I am aware of other variations which have smaller than the (so far unconfirmed) 17 needed for most sudoku, but I have not seen a variation which does 4 regular partitions of the grid. I suspect with four partitions, less than 10 numbers would need to be specified for a unique solution. Have you experienced a sudoku variation of this type ( with four or more partitions )?

Gerhard Paseman, 2009.10.29
motris[info]motris on October 30th, 2009 05:07 am (UTC)
Re: More regions, less givens
I've certainly seen puzzles like what you are describing; the closest in a minimal sense is probably this puzzle from Wei-Hwa although an 8 given version, the absolute minimum, might be possible.
[info]stigant on October 30th, 2009 09:02 pm (UTC)
These had some very nice deductions. As a side note, it's interesting that an error early in a puzzle can make the puzzle really difficult, but an error midway through usually makes the puzzle a lot "easier" while an error at the end has little effect on the difficulty of the solve.
Robert Hutchinson[info]ertchin on November 1st, 2009 03:57 am (UTC)
Having some trouble with the first two--I keep hopping back and forth between them.

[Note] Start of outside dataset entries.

PR #20173, opened 2018-03-10
DOC: update the pandas.DataFrame.to_string docstring

Tomasz-Kluczkowski:
Had to correct parameters descriptions in common docstrings (format.py) as well as in frame.py.

an unrelated PR):

```
#################### Docstring (pandas.DataFrame.to_string) ####################

Render a DataFrame to a console-friendly tabular output.

Convert DataFrame object into a string (or unicode) representation
which can be shown in command line interface.

See Also
--------
pandas.DataFrame.to_html
    Convert dataframe to a html file.

Examples
--------
>>> d = {'col1' : [1, 2, 3], 'col2' : [4, 5, 6]}
>>> df = pd.DataFrame(d)
>>> print(df.to_string())
   col1  col2
0     1     4
1     2     5
2     3     6

Parameters
----------
buf : StringIO-like, optional
    Buffer to write to.
columns : sequence, optional, default None
    The subset of columns to write. The default None writes all columns.
col_space : int, optional
    The minimum width of each column.
header : bool, optional
    Write out the column names. If a list of strings is given, it is assumed to be aliases for the column names.
index : bool, optional, default True
    Whether to print index (row) labels.
na_rep : str, optional, default 'NaN'
    String representation of NAN to use.
formatters : list or dict of one-param. functions, optional, default None
    Formatter functions to apply to columns' elements by position or name.
    The result of each function must be a unicode string.
    List must be of length equal to the number of columns.
float_format : one-parameter function, optional, default None
    Formatter function to apply to columns' elements if they are floats.
    The result of this function must be a unicode string.
sparsify : bool, optional, default True
    Set to False for a DataFrame with a hierarchical index to print every
    multiindex key at each row.
index_names : bool, optional, default True
    Prints the names of the indexes.
line_width : int, optional, default no wrap
    Width to wrap a line in characters.
max_rows : int, optional
    Maximum number of rows to display in the console.
max_cols : int, optional
    Maximum number of columns to display in the console.
show_dimensions : bool, default False
    Display dataframe's dimensions (number of rows by number of columns).

justify : str, default None
    How to justify the column labels. If None uses the option from
    the print configuration (controlled by set_option), 'right' out
    of the box. Valid values are

    * left
    * right
    * center
    * justify
    * justify-all
    * start
    * end
    * inherit
    * match-parent
    * initial
    * unset.

Returns
-------
formatted : str (or unicode, depending on data and options)

Docstring for "pandas.DataFrame.to_string" correct. :)
```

Probably just haven't had all the constraints seep thoroughly enough into my brain yet. Or maybe I should be making notes, which is hard to do in MS Paint.

BTW, just got your two sudoku books in the mail today! I've only spent a few minutes looking at each, but they're very nice, what with the introductions and the framing and all. (Oh, and I guess the puzzles are good too.)